What the task requires → An exact, complete copy of the data that follows is needed.

[Records excerpted from a collection]
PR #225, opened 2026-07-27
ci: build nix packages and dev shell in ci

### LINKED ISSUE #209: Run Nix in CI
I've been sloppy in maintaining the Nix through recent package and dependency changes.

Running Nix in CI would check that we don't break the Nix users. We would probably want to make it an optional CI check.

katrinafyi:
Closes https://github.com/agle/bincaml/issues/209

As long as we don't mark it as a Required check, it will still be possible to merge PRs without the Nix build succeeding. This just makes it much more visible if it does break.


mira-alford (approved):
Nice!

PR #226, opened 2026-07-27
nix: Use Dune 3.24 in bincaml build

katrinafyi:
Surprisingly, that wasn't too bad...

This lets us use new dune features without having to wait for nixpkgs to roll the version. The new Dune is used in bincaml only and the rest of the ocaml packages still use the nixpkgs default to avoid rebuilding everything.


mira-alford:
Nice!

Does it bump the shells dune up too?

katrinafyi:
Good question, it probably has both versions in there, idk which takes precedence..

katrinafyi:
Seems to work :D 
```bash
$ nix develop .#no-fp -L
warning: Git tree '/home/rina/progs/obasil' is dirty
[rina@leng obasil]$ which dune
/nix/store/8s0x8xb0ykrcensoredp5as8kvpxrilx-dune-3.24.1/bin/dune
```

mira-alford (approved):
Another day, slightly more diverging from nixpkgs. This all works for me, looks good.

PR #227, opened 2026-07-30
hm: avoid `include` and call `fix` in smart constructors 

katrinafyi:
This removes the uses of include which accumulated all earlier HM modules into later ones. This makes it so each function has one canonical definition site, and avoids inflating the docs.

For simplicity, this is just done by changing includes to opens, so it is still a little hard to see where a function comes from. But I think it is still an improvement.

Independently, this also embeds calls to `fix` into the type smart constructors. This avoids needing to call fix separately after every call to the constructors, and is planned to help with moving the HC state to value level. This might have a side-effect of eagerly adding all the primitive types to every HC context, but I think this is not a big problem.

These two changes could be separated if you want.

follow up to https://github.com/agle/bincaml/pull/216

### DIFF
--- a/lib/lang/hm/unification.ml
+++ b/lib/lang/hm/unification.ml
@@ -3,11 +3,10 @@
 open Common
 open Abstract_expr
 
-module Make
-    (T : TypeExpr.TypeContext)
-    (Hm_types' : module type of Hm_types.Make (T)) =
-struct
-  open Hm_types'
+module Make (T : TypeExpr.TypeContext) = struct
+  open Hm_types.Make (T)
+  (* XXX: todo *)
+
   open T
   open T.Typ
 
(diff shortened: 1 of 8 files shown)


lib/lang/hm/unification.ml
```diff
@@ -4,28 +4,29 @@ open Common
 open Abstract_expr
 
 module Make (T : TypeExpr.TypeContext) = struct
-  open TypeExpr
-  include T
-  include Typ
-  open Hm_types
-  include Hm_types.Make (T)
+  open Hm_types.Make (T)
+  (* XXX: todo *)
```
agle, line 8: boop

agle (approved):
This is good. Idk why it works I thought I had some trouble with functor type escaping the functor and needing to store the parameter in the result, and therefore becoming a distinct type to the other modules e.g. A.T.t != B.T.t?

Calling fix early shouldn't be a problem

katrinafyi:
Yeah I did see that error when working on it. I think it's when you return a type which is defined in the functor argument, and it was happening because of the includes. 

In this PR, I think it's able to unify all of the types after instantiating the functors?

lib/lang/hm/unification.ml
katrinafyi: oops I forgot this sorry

Task output →
PR #225, opened 2026-07-27
ci: build nix packages and dev shell in ci

### LINKED ISSUE #209: Run Nix in CI
I've been sloppy in maintaining the Nix through recent package and dependency changes.

Running Nix in CI would check that we don't break the Nix users. We would probably want to make it an optional CI check.

katrinafyi:
Closes https://github.com/agle/bincaml/issues/209

As long as we don't mark it as a Required check, it will still be possible to merge PRs without the Nix build succeeding. This just makes it much more visible if it does break.


mira-alford (approved):
Nice!

PR #226, opened 2026-07-27
nix: Use Dune 3.24 in bincaml build

katrinafyi:
Surprisingly, that wasn't too bad...

This lets us use new dune features without having to wait for nixpkgs to roll the version. The new Dune is used in bincaml only and the rest of the ocaml packages still use the nixpkgs default to avoid rebuilding everything.


mira-alford:
Nice!

Does it bump the shells dune up too?

katrinafyi:
Good question, it probably has both versions in there, idk which takes precedence..

katrinafyi:
Seems to work :D 
```bash
$ nix develop .#no-fp -L
warning: Git tree '/home/rina/progs/obasil' is dirty
[rina@leng obasil]$ which dune
/nix/store/8s0x8xb0ykrcensoredp5as8kvpxrilx-dune-3.24.1/bin/dune
```

mira-alford (approved):
Another day, slightly more diverging from nixpkgs. This all works for me, looks good.

PR #227, opened 2026-07-30
hm: avoid `include` and call `fix` in smart constructors 

katrinafyi:
This removes the uses of include which accumulated all earlier HM modules into later ones. This makes it so each function has one canonical definition site, and avoids inflating the docs.

For simplicity, this is just done by changing includes to opens, so it is still a little hard to see where a function comes from. But I think it is still an improvement.

Independently, this also embeds calls to `fix` into the type smart constructors. This avoids needing to call fix separately after every call to the constructors, and is planned to help with moving the HC state to value level. This might have a side-effect of eagerly adding all the primitive types to every HC context, but I think this is not a big problem.

These two changes could be separated if you want.

follow up to https://github.com/agle/bincaml/pull/216

### DIFF
--- a/lib/lang/hm/unification.ml
+++ b/lib/lang/hm/unification.ml
@@ -3,11 +3,10 @@
 open Common
 open Abstract_expr
 
-module Make
-    (T : TypeExpr.TypeContext)
-    (Hm_types' : module type of Hm_types.Make (T)) =
-struct
-  open Hm_types'
+module Make (T : TypeExpr.TypeContext) = struct
+  open Hm_types.Make (T)
+  (* XXX: todo *)
+
   open T
   open T.Typ
 
(diff shortened: 1 of 8 files shown)


lib/lang/hm/unification.ml
```diff
@@ -4,28 +4,29 @@ open Common
 open Abstract_expr
 
 module Make (T : TypeExpr.TypeContext) = struct
-  open TypeExpr
-  include T
-  include Typ
-  open Hm_types
-  include Hm_types.Make (T)
+  open Hm_types.Make (T)
+  (* XXX: todo *)
```
agle, line 8: boop

agle (approved):
This is good. Idk why it works I thought I had some trouble with functor type escaping the functor and needing to store the parameter in the result, and therefore becoming a distinct type to the other modules e.g. A.T.t != B.T.t?

Calling fix early shouldn't be a problem

katrinafyi:
Yeah I did see that error when working on it. I think it's when you return a type which is defined in the functor argument, and it was happening because of the includes. 

In this PR, I think it's able to unify all of the types after instantiating the functors?

lib/lang/hm/unification.ml
katrinafyi: oops I forgot this sorry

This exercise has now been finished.